## YOUR GOAL
Report the count of lines in the records that contain "classes", without any added text.
═════ ENTRIES SHOWN
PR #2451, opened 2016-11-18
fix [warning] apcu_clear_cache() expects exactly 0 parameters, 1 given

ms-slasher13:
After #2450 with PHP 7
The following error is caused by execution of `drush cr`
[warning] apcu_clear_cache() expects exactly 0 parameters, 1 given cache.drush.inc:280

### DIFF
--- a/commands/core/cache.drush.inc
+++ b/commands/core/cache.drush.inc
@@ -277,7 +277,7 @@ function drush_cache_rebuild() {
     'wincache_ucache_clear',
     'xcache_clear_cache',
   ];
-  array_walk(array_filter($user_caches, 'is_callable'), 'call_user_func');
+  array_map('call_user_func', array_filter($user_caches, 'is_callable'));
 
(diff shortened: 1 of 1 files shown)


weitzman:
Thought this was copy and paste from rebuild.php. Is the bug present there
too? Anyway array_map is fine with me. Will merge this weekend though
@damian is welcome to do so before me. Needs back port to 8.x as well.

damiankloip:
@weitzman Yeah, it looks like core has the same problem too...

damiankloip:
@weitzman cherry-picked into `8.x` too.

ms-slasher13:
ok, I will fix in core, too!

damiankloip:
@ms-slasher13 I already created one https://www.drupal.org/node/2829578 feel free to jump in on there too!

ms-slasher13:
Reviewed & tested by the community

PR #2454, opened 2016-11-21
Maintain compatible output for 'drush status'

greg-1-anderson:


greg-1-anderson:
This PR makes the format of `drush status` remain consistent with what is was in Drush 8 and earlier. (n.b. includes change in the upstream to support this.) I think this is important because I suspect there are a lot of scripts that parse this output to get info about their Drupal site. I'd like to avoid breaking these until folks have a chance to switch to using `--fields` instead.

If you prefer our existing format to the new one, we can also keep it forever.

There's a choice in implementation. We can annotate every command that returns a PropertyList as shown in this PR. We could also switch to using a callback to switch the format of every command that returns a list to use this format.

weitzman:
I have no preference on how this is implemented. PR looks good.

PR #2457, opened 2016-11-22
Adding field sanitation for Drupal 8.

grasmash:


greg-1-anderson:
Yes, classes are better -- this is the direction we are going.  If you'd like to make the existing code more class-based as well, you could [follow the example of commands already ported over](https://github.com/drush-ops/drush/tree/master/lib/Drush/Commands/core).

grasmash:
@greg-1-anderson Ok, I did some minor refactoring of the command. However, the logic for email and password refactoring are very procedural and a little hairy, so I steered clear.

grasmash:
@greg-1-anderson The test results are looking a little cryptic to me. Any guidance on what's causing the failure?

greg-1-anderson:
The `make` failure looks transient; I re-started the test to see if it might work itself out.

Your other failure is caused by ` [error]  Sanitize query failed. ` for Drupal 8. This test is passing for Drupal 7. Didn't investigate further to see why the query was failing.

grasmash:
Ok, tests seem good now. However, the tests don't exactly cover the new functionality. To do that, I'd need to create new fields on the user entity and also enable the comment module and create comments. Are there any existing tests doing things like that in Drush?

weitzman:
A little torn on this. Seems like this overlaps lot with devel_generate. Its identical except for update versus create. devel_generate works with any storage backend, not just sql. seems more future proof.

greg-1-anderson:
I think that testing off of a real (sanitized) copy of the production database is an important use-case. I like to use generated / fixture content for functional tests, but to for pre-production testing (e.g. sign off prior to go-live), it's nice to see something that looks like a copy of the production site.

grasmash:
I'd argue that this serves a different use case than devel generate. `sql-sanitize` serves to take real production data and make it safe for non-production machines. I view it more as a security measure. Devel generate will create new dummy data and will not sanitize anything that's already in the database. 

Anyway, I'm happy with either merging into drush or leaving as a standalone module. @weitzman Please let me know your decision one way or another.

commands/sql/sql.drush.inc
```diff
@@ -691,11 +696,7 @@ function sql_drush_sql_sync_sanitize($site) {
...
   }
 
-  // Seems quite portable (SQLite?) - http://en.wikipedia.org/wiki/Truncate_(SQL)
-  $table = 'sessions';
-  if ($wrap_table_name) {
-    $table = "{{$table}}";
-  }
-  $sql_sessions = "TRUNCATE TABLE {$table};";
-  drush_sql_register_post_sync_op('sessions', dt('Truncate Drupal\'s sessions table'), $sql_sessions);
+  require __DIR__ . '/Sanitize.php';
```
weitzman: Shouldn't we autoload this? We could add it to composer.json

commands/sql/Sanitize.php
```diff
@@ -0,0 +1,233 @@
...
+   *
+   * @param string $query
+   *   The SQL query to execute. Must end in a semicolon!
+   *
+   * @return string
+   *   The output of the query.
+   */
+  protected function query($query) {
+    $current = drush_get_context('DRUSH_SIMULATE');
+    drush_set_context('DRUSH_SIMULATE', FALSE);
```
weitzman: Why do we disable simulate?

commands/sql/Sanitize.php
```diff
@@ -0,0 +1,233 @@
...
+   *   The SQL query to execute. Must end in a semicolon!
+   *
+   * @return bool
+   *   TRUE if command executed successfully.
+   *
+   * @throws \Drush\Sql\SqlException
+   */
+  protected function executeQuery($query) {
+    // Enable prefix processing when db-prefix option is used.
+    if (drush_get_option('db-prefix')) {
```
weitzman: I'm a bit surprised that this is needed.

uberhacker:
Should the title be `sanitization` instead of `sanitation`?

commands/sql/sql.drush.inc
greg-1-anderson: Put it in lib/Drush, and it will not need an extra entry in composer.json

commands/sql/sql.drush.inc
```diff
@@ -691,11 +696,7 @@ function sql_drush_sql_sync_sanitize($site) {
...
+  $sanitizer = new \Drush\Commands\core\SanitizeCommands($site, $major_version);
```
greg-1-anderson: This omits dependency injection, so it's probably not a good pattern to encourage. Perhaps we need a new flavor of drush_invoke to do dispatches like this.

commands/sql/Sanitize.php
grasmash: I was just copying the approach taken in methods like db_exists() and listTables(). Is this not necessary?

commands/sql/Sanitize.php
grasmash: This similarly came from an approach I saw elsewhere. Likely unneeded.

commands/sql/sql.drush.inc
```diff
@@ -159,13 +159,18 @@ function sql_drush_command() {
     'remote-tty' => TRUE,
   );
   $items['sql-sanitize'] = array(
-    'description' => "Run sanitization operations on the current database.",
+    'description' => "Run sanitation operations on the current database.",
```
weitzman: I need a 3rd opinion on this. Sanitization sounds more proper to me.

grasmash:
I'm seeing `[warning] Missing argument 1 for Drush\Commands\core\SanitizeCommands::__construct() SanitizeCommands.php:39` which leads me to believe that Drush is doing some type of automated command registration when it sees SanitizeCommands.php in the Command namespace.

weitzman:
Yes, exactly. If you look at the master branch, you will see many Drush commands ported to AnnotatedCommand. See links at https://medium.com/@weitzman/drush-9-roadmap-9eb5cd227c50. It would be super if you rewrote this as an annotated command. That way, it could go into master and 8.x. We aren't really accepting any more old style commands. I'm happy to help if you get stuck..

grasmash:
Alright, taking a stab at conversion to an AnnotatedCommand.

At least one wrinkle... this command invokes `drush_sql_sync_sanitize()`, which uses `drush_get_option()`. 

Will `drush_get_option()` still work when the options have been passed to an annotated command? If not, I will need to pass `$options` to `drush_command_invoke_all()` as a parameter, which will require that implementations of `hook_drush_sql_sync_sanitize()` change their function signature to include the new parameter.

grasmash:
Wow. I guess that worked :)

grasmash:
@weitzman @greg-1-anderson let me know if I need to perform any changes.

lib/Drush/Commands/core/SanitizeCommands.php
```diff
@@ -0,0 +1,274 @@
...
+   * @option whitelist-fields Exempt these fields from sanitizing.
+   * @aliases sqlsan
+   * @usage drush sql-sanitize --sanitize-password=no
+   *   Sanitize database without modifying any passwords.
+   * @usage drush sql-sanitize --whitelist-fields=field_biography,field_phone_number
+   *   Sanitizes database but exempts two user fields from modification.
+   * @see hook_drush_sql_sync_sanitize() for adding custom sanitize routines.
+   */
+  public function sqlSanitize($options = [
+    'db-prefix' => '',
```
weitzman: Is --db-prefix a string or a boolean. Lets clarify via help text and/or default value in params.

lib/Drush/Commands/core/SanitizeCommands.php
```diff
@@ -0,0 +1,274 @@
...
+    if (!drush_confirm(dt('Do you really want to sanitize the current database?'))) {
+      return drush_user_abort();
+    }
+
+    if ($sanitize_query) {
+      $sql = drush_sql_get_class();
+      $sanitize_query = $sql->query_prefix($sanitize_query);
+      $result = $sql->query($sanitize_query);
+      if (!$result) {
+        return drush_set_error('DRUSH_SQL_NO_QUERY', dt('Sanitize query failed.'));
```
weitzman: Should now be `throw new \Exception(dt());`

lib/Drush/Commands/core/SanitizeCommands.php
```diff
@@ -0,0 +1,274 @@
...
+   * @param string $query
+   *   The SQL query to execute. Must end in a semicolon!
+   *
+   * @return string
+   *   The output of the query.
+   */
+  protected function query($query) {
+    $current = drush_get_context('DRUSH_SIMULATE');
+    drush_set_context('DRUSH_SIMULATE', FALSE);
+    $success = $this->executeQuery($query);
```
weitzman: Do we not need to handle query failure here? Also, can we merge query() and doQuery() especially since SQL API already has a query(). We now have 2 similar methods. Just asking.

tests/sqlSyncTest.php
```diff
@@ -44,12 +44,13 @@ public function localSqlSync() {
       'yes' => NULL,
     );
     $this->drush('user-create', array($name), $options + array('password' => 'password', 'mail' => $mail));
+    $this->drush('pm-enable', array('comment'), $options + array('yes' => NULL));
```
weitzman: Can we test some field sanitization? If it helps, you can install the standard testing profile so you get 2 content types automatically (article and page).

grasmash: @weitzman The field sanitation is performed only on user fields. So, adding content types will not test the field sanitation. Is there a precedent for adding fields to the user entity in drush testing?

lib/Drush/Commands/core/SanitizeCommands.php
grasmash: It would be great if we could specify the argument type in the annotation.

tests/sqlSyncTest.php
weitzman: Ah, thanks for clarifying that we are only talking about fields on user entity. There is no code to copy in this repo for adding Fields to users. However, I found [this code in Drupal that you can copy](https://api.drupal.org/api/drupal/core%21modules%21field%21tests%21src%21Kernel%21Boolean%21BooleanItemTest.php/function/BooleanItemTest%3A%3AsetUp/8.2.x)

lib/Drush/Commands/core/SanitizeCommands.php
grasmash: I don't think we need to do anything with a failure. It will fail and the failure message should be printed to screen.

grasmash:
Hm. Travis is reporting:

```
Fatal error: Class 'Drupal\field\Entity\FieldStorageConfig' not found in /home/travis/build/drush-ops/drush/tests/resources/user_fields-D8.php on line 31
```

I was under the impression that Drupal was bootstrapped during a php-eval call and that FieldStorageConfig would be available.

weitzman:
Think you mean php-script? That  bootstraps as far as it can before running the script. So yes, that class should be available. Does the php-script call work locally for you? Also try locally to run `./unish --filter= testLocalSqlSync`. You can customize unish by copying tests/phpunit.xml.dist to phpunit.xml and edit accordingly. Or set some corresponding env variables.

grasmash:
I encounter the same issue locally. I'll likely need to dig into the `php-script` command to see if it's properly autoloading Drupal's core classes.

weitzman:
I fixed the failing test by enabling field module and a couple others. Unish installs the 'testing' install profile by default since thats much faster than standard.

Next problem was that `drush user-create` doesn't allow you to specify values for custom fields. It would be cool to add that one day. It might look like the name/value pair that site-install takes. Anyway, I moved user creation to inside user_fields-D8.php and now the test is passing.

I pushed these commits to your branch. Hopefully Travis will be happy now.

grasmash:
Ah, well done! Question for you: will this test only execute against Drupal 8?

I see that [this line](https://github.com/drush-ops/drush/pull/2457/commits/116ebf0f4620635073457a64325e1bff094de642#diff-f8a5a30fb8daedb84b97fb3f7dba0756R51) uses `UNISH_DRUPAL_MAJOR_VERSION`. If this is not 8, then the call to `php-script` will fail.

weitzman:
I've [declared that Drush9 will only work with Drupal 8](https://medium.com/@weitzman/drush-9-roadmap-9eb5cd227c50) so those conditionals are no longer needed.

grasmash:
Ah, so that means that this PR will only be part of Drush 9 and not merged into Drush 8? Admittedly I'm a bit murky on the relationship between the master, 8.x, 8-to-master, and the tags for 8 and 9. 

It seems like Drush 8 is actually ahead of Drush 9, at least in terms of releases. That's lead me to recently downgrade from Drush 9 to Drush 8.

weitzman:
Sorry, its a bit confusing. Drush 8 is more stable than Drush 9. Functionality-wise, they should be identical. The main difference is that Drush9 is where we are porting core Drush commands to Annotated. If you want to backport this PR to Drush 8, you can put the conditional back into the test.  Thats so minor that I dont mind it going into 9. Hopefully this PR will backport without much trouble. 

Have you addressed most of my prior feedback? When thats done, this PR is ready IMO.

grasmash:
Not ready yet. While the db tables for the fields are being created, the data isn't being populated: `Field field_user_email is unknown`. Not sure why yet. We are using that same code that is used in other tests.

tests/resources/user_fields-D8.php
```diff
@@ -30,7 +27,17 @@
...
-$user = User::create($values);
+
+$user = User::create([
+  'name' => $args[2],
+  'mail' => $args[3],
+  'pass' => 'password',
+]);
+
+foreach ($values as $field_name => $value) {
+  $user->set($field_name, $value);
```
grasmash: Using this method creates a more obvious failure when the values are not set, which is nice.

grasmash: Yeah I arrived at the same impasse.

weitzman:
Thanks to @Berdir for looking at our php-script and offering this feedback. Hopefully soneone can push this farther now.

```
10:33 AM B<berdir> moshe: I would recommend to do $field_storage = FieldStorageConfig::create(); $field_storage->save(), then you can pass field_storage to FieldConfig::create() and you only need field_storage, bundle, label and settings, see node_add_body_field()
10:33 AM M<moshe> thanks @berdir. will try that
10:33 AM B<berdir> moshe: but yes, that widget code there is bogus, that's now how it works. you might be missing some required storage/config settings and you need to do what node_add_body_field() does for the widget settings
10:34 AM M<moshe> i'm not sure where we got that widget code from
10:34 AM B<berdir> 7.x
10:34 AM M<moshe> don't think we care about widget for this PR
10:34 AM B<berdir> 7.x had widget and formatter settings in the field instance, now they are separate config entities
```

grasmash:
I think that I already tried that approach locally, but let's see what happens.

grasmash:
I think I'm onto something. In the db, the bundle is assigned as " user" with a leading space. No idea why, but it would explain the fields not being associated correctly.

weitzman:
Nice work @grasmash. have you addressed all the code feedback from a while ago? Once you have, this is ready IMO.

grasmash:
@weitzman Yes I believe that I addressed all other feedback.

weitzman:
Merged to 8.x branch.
══════════
## TASK OUTPUT
2